## What is expected
Provide only the number of lines in the records below that include "routing".
'''
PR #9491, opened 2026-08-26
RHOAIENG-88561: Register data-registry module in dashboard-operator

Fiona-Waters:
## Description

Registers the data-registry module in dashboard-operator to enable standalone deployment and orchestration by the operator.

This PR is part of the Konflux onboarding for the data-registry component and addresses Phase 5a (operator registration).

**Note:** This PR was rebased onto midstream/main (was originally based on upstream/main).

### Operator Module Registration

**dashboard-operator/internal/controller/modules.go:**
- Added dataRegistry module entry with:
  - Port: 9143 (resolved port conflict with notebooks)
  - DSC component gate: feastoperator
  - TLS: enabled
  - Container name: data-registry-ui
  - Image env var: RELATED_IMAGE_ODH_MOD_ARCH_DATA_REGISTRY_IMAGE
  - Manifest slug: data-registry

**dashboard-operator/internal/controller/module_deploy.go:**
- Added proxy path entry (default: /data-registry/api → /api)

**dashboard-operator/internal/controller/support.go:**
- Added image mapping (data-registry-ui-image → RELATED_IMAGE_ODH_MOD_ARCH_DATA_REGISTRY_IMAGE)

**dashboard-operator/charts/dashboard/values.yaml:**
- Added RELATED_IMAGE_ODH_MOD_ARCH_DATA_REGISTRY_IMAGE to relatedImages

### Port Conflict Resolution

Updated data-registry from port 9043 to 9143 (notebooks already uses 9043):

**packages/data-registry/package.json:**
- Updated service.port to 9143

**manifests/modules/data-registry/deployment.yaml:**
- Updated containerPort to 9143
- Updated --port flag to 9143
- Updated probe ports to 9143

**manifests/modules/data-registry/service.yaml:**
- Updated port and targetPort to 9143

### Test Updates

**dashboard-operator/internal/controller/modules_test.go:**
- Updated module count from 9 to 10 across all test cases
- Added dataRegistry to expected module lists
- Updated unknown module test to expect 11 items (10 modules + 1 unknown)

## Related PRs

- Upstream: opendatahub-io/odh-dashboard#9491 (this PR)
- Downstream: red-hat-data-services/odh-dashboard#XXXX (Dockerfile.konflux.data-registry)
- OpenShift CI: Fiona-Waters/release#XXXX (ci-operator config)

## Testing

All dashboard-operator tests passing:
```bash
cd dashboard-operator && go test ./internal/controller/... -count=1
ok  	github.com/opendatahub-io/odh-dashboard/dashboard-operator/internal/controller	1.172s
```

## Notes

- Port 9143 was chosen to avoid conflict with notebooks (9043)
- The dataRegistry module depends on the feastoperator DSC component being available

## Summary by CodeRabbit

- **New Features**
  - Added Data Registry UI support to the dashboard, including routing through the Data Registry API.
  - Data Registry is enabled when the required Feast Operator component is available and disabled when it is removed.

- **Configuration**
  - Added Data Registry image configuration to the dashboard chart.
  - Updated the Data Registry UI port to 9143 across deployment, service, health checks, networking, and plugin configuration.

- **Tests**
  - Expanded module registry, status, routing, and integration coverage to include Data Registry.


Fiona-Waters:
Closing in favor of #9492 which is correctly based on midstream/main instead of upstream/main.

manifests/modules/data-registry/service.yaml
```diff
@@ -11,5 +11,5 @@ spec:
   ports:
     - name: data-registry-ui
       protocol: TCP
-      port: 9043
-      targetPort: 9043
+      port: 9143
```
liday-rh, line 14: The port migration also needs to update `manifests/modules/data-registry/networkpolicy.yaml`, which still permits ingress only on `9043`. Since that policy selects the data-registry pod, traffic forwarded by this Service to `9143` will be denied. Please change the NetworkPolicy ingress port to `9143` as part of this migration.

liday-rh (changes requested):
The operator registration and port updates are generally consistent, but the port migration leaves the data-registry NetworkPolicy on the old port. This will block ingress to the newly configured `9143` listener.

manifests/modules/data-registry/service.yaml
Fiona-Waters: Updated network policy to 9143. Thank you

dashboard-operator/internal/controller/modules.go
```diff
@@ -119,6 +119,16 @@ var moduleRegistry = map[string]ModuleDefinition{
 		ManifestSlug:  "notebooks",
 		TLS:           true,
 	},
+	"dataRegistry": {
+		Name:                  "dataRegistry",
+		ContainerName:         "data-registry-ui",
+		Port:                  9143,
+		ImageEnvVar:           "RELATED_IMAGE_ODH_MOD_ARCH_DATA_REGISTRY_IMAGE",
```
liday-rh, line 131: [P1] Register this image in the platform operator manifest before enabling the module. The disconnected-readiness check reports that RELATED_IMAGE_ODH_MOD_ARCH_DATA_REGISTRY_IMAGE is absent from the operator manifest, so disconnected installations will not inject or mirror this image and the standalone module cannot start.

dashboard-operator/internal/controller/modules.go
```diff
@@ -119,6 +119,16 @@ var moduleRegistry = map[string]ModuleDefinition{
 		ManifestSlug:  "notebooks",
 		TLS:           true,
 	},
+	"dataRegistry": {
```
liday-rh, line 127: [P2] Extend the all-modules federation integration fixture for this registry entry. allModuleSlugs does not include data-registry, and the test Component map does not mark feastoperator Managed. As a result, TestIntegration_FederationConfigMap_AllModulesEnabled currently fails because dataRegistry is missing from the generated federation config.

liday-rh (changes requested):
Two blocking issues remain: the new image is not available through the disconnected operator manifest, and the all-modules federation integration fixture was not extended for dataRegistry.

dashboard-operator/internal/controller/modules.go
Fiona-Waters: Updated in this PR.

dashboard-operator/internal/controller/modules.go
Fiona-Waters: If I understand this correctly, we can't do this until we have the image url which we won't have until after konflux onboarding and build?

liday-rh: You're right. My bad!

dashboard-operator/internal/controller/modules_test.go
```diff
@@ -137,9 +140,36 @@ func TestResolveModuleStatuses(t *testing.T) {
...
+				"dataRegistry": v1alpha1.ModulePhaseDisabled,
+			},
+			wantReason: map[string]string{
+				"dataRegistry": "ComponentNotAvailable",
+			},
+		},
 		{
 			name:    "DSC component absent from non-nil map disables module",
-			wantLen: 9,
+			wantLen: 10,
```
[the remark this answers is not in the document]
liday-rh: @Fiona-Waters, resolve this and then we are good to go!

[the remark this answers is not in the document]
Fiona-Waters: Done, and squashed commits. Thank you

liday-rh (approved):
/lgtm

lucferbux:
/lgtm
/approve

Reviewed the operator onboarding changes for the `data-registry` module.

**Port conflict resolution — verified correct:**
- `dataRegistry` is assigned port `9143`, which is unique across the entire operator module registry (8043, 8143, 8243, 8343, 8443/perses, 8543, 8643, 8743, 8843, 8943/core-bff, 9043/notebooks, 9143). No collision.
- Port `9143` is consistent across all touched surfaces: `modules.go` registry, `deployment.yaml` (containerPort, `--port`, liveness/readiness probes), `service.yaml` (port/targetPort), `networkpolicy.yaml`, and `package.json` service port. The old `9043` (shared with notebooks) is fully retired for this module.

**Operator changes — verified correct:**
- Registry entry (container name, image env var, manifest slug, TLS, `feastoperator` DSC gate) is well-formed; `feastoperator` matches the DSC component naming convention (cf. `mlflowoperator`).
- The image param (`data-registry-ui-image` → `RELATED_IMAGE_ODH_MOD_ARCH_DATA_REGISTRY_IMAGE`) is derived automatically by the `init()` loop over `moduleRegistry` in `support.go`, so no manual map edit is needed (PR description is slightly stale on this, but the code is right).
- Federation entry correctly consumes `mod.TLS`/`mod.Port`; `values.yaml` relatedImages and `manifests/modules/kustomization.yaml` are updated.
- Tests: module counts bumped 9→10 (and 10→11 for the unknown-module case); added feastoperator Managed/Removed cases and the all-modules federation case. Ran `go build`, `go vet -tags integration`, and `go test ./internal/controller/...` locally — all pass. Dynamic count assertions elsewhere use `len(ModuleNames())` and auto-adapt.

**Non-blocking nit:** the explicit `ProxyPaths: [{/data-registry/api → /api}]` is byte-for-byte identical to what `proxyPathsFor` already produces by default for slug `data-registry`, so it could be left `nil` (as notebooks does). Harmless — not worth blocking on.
'''
## Answer space
2